**Provided data:**
PR #7088, opened 2020-01-16
CB-5117 Update existing security groups of environments

topolyai5:


cloud-aws/src/main/java/com/sequenceiq/cloudbreak/cloud/aws/AwsPlatformResources.java
```diff
@@ -483,6 +484,18 @@ public CloudSecurityGroups securityGroups(CloudCredential cloudCredential, Regio
         return new CloudSecurityGroups(result);
     }
 
+    private List<SecurityGroup> fetchSecurityGroups(AmazonEC2Client ec2Client, DescribeSecurityGroupsRequest describeSecurityGroupsRequest) {
+        try {
+            return ec2Client.describeSecurityGroups(describeSecurityGroupsRequest).getSecurityGroups();
+        } catch (AmazonEC2Exception e) {
+            if (e.getStatusCode() == HttpStatus.BAD_REQUEST.value() || e.getStatusCode() == HttpStatus.NOT_FOUND.value()) {
+                throw new IllegalArgumentException(e.getErrorMessage(), e);
```
gregito: I think this should be IllegalStateException or some other one but definitely not IllegalArgumentException since we don't know whether this method has got some illegal input argument or just something happened.

cloud-azure/src/main/java/com/sequenceiq/cloudbreak/cloud/azure/AzurePlatformResources.java
```diff
@@ -121,15 +122,17 @@ public CloudSshKeys sshKeys(CloudCredential cloudCredential, Region region, Map<
...
-                properties.put("resourceGroupName", securityGroup.resourceGroupName());
-                properties.put("networkInterfaceIds", securityGroup.networkInterfaceIds());
-                CloudSecurityGroup cloudSecurityGroup = new CloudSecurityGroup(securityGroup.name(), securityGroup.id(), properties);
-                result.computeIfAbsent(actualRegion, s -> new HashSet<>()).add(cloudSecurityGroup);
+        PlatformResourceSecurityGroupFilterView filter = new PlatformResourceSecurityGroupFilterView(filters);
+        String groupId = filter.getGroupId();
+        if (groupId != null) {
+            NetworkSecurityGroup networkSecurityGroup = client.getSecurityGroups().getById(groupId);
+            if (networkSecurityGroup == null) {
+                throw new IllegalArgumentException("Nothing found on Azure with id: " + groupId);
```
gregito: same here. we don't know why the networkSecurityGroup is null, hence this is a state where we don't know what to do. -> IllegalStateException

environment/src/main/java/com/sequenceiq/environment/environment/service/EnvironmentService.java
```diff
@@ -207,9 +208,25 @@ public CreateAWSEnvironmentRequest getCreateAWSEnvironmentForCli(EnvironmentDto
...
+            environment.setDefaultSecurityGroupId(securityAccess.getDefaultSecurityGroupId());
+        }
+        if (StringUtils.isNotBlank(securityAccess.getSecurityGroupIdForKnox())) {
+            environment.setSecurityGroupIdForKnox(securityAccess.getSecurityGroupIdForKnox());
+        }
+    }
+
     void setSecurityAccess(Environment environment, SecurityAccessDto securityAccess) {
         if (securityAccess != null) {
-            environment.setCidr(securityAccess.getCidr());
```
bergerdenes: this is not good as EnvironmentCreationService is also using this method and CIDR setting is impossible with this change

environment/src/main/java/com/sequenceiq/environment/environment/service/EnvironmentService.java
```diff
@@ -207,9 +208,25 @@ public CreateAWSEnvironmentRequest getCreateAWSEnvironmentForCli(EnvironmentDto
         return environmentRepository.findByResourceCrnAndAccountIdAndArchivedIsFalse(resourceCrn, accountId);
     }
 
+    /**
+     * The CIDR could not be edited so the first step we clear the the existed CIDR every time.
```
bergerdenes: is it a hard requirement?

environment/src/main/java/com/sequenceiq/environment/environment/service/EnvironmentService.java
```diff
@@ -207,9 +208,25 @@ public CreateAWSEnvironmentRequest getCreateAWSEnvironmentForCli(EnvironmentDto
...
+     * We are assuming the security access has the proper security group ids and we don't check it again.
```
bergerdenes: why?

cloud-aws/src/main/java/com/sequenceiq/cloudbreak/cloud/aws/AwsPlatformResources.java
topolyai5: It is just an `internal` exception. I'm fine with a dedicated exception, but the CloudConnectorEception is not the best solution. @bergerdenes if you search in the pr, I handle the exception in `GetPlatformSecurityGroupsHandler`. I need to mark as a Permanent exception and I need to exit from the retry. I think the CloudConnector is a retryable exception in this code

cloud-reactor/src/main/java/com/sequenceiq/cloudbreak/cloud/handler/GetPlatformSecurityGroupsHandler.java
```diff
@@ -44,6 +45,8 @@ public void accept(Event<GetPlatformSecurityGroupsRequest> getPlatformSecurityGr
             GetPlatformSecurityGroupsResult getPlatformSecurityGroupsResult = new GetPlatformSecurityGroupsResult(request.getResourceId(), securityGroups);
             request.getResult().onNext(getPlatformSecurityGroupsResult);
             LOGGER.debug("Query platform networks types finished.");
+        } catch (IllegalArgumentException e) {
```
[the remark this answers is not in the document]
topolyai5: I need to mark as a Permanent exception and I need to exit from the retry. I think the CloudConnector is a retryable exception in this code

environment/src/main/java/com/sequenceiq/environment/environment/service/EnvironmentService.java
topolyai5: what do you mean `hard`? Yes, if we edit a security group we always clear the cidr because we replace by a security group id

environment/src/main/java/com/sequenceiq/environment/environment/service/EnvironmentService.java
topolyai5: Because I check the security access one step before it. I don't want to check here again, so if anyone wants to use this function, calculate with that, I clear the cidr and set anything that they set to SecurityAccess without validation.

environment/src/main/java/com/sequenceiq/environment/environment/service/EnvironmentService.java
topolyai5: hm, I revert this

**What you are asked to do:** Each line in the data that holds the string "with" should be found and copied.

**Answer below:**
+                throw new IllegalArgumentException("Nothing found on Azure with id: " + groupId);
bergerdenes: this is not good as EnvironmentCreationService is also using this method and CIDR setting is impossible with this change
topolyai5: It is just an `internal` exception. I'm fine with a dedicated exception, but the CloudConnectorEception is not the best solution. @bergerdenes if you search in the pr, I handle the exception in `GetPlatformSecurityGroupsHandler`. I need to mark as a Permanent exception and I need to exit from the retry. I think the CloudConnector is a retryable exception in this code
topolyai5: Because I check the security access one step before it. I don't want to check here again, so if anyone wants to use this function, calculate with that, I clear the cidr and set anything that they set to SecurityAccess without validation.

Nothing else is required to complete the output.